A penny for your thoughts
4 months before I started this blog it was September 2005. We had to rush Hannah to the ER because her fever was crazy high and she had no other symptoms. We ended up spending 3 days and 2 very long nights in the hospital ruling out so many things before her sickness was diagnosed as some crazy virus and we were allowed to go home. After holding her down for blood work and an IV and any time a doctor came in the room I left that place saying that I never EVER wanted to go through something like that again. I never wanted to watch my baby suffer and hear her scream and see her so utterly scared and helpless. I deemed those days the worst days of my life.
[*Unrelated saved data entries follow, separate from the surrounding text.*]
PR #999, opened 2018-05-11
[CS:GPU::Part4] Added op::ReplaceSlice and enabled respective tests.

csullivan:
- [x] [CS:GPU::Part 4] Note: do not merge until all parts[1-4] have been reviewed and approved. After approvals: merge part 4 into 3, then 3 -> 2, 2 -> 1, and finally 1 -> master after CI passes.

This PR implements ReplaceSlice using the coordinate transformation strategy. A thread for each tensor element of the input tensor is chosen and it's position in the source tensor coordinate system is calculated. If it is within the source slice, the source is loaded and written out, otherwise the input tensor is loaded. 
* Relevant tests are enabled.
* This op was refactored to utilize the new GPUAllocator and memory manager.


src/ngraph/runtime/gpu/cuda_emitter.cpp
```diff
@@ -676,6 +676,234 @@ size_t runtime::gpu::CUDAEmitter::build_elementwise_n_to_1(const GPURuntimeConte
...
+            writer << "if (tid < nthreads)\n";
+            writer.block_begin();
+            {
+                writer << "int dim_product = tid;\n";
+                writer << "int data_idx = 0;\n";
+                writer << "for (int i = threadIdx.x; i < (rank - 1) * " << nthreads_per_block
+                       << "; i += " << nthreads_per_block << ")\n";
+                writer.block_begin();
+                {
+                    writer << "dimensions[i] = div64(dim_product, dim_magic[data_idx], "
```
fengleitian: nit:
is it possible to wrap this to a function with more readable name?

csullivan: Absolutely, I'll try to find something better.

src/ngraph/runtime/gpu/cuda_emitter.cpp
```diff
@@ -676,6 +680,236 @@ size_t runtime::gpu::CUDAEmitter::build_elementwise_n_to_1(const GPURuntimeConte
...
+    size_t primitive_index = m_primitive_emitter->lookup(hash);
+    if (primitive_index != std::numeric_limits<size_t>::max())
+    {
+        return primitive_index;
+    }
+
+    constexpr const int nthreads_per_block = 32;
+
+    // if the kernel has not been compiled, build it
+    auto compiled_kernel = ctx->compiled_kernel_pool->get(kernel_name);
```
fengleitian: if kernel use different data type, the kernel_name still the same, it will get the same compiled kernel which sounds not right.

src/ngraph/runtime/gpu/cuda_emitter.cpp
```diff
@@ -676,6 +680,236 @@ size_t runtime::gpu::CUDAEmitter::build_elementwise_n_to_1(const GPURuntimeConte
...
+        }
+        writer.block_end();
+        compiled_kernel = ctx->compiled_kernel_pool->set(kernel_name, writer.get_code());
+    }
+
+    std::vector<int> params;
+    params.reserve(tensor_shape.size() * 3 - 1 + lower_bounds.size() + upper_bounds.size() +
+                   slice_strides.size() * 3 + source_shape.size() * 2);
+
+    int dstr_offset = params.size();
```
fengleitian: some help function?

src/ngraph/runtime/gpu/cuda_emitter.cpp
```diff
@@ -676,6 +680,236 @@ size_t runtime::gpu::CUDAEmitter::build_elementwise_n_to_1(const GPURuntimeConte
...
+                writer << "out[tid] = in_bounds ? source[source_idx] : in[tid];\n";
+            }
+            writer.block_end();
+        }
+        writer.block_end();
+        compiled_kernel = ctx->compiled_kernel_pool->set(kernel_name, writer.get_code());
+    }
+
+    std::vector<int> params;
+    params.reserve(tensor_shape.size() * 3 - 1 + lower_bounds.size() + upper_bounds.size() +
```
rkimballn1: I think reserve() has a place but this is not that place. Not needed and adds two lines of code.

src/ngraph/runtime/gpu/cuda_emitter.cpp
```diff
@@ -676,6 +680,236 @@ size_t runtime::gpu::CUDAEmitter::build_elementwise_n_to_1(const GPURuntimeConte
...
+        int shift;
+        std::tie(magic, shift) = idiv_magic_u64(static_cast<int>(dim_strides[i]));
+        dmagics.push_back(magic);
+        dshifts.push_back(shift);
+    }
+    std::copy(dmagics.begin(), dmagics.end(), std::back_inserter(params));
+    int dshift_offset = params.size();
+    std::copy(dshifts.begin(), dshifts.end(), std::back_inserter(params));
+    int lbound_offset = params.size();
+    for (auto const& lbound : lower_bounds)
```
rkimballn1: The more I see `auto` the more I don't like it. Reviewing this code I do not know what type `lbound` is. I can see it comes out of a Coordinate but now I have to go and find that class to find out what the Coordinate iterator outputs. Sigh. I think it is a size_t but I could be wrong. If it is a size_t then why not just put `size_t lbound` which is shorter and clearer. To me auto is for things like opaque handles or things you  simply pass around. Here you are casting it so you must really know what it is.

src/ngraph/runtime/gpu/cuda_emitter.cpp
```diff
@@ -676,6 +680,236 @@ size_t runtime::gpu::CUDAEmitter::build_elementwise_n_to_1(const GPURuntimeConte
...
+    }
+
+    size_t nthreads = shape_size(tensor_shape);
+    int rank = tensor_shape.size();
+
+    // TODO: blending factors are not currently implemented
+    float alpha = 1.0f;
+    float beta = 0.0f;
+
+    std::unique_ptr<gpu::primitive> replace_slice(new gpu::primitive{[=](void** inputs,
```
rkimballn1: The lambda is very large here and embedding it in the function call really hides things. Define the lambda first then use this new variable to build the replace_slice

src/ngraph/runtime/gpu/cuda_emitter.cpp
csullivan: By using reserve one avoids many memcpy's under the hood of the std::vector. The size of the vector can be determined ahead of time and the needed space allocated with reserve so that when push_back is called we never exceed the std::vector's internal storage, which otherwise forces a malloc and memcpy.

src/ngraph/runtime/gpu/cuda_emitter.cpp
csullivan: I hear you, the reason I prefer auto for iterators is because if at some point we decide to change class Coordinate so that it inherits from std::vector<uint32_t> instead of std::vector<size_t>, then this iterator will still work and won't force an implicit cast that requires us to update this code.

When Livie’s cough didn’t improve over the weekend as it should have I started to worry. Her doctor told us that if her cough wasn’t gone by the weekend she would want to do a chest Xray on her to be sure it wasn’t pneumonia. Saturday evening Livie had come to us crying and pointing to her mouth so we checked to make sure she wasn’t bleeding and soon after she started violently throwing up massive amounts of mucous. I knew right then that we’d be going for an Xray on Monday and I was almost positive she had pneumonia and we’d be admitted at the hospital. I spent the rest of the weekend sick to my stomach because I just knew what was coming and I didn’t want any of us to relive that experience nor did I want my baby girl to suffer. She continued to get worse over the weekend…barely eating, barely drinking, coughing up a lot of mucous. Monday morning I made her a doctor’s appointment and off we went.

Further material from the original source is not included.